UVM Theses and Dissertations
Format:
Print
Author:
Porter, Andrea J.
Dept./Program:
Civil and Environmental Engineering
Year:
2007
Degree:
PhD
Abstract:
Informatics, the automated use of data, can be applied to the field of environmental engineering in order to focus on the application of advanced computing and information technologies. Environmental engineering informatics offers an alternative approach to traditional modeling. Advances in informatics have resulted in the development of a number of powerful problem-solving paradigms that can be used, either separately or synergistically, to address environmental engineering problems not easily solved using process modeling or empirical methods. The applicability of informatics for a wide range of environmental problems is expected based upon similarities across the environmental discipline.

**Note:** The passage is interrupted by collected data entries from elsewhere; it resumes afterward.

PR #171, opened 2019-05-06
Reduce metadata 

szilvesztersimicza:
Our intention is to introduce some config options to be able to skip some fields in order to save significant storage capacity and hopefully some CPU cycles as well. Using default values the original behavior won't be changed.

We haven't found any alternative plugin to use instead this one. We know that additional plugins can be put at the end of the processing chain to filter out unnecessary fields, but we feel that it would be optimal (from CPU perspective) to not to collect them at a first place.

This feature is using 4 config parameter to skip some field of the metadata.  If these parameters (as the default value) are set to false, then the plugin works normally. But these parameters can switch independently the labels, container_metadata, master_url and namespace_metadata.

The nature of many environmental problems necessitates insight into the dynamic relationships of systems while simultaneously accounting for missing, uncertain, and spatially-linked data sources. These common features can be described as: (1) complexity and ill-defined relationships between the key components; (2) fragmented, unavailable, incomplete, or incompatible data sources; (3) ambiguity, uncertainty, or fuzziness in data sets and relationships; and (4) geographic or spatial nature of the data needed to solve the problem. These four challenges and the implications for addressing a case study on plant-assisted bioremediation, a type of phytoremediation, were explored.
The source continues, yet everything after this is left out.